PR #6805, opened 2022-11-05
(crwa): Add git init option

ehowey:
Hi All,

Related to: https://github.com/redwoodjs/redwood/issues/3989

This PR does the following:

- Adds `--git`  and `--git-init` args to the cli installer, `--git` is just an alias for `--git-init`. By default this also enables `--no-git` and `--no-git-init`
- Adds prompt for whether the user wants to init a new git repo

════════════════

→ **How to complete this task**
If a line in the records contains the word "init", copy it.

→ **Expected answer**
(crwa): Add git init option
- Adds `--git`  and `--git-init` args to the cli installer, `--git` is just an alias for `--git-init`. By default this also enables `--no-git` and `--no-git-init`
- Adds prompt for whether the user wants to init a new git repo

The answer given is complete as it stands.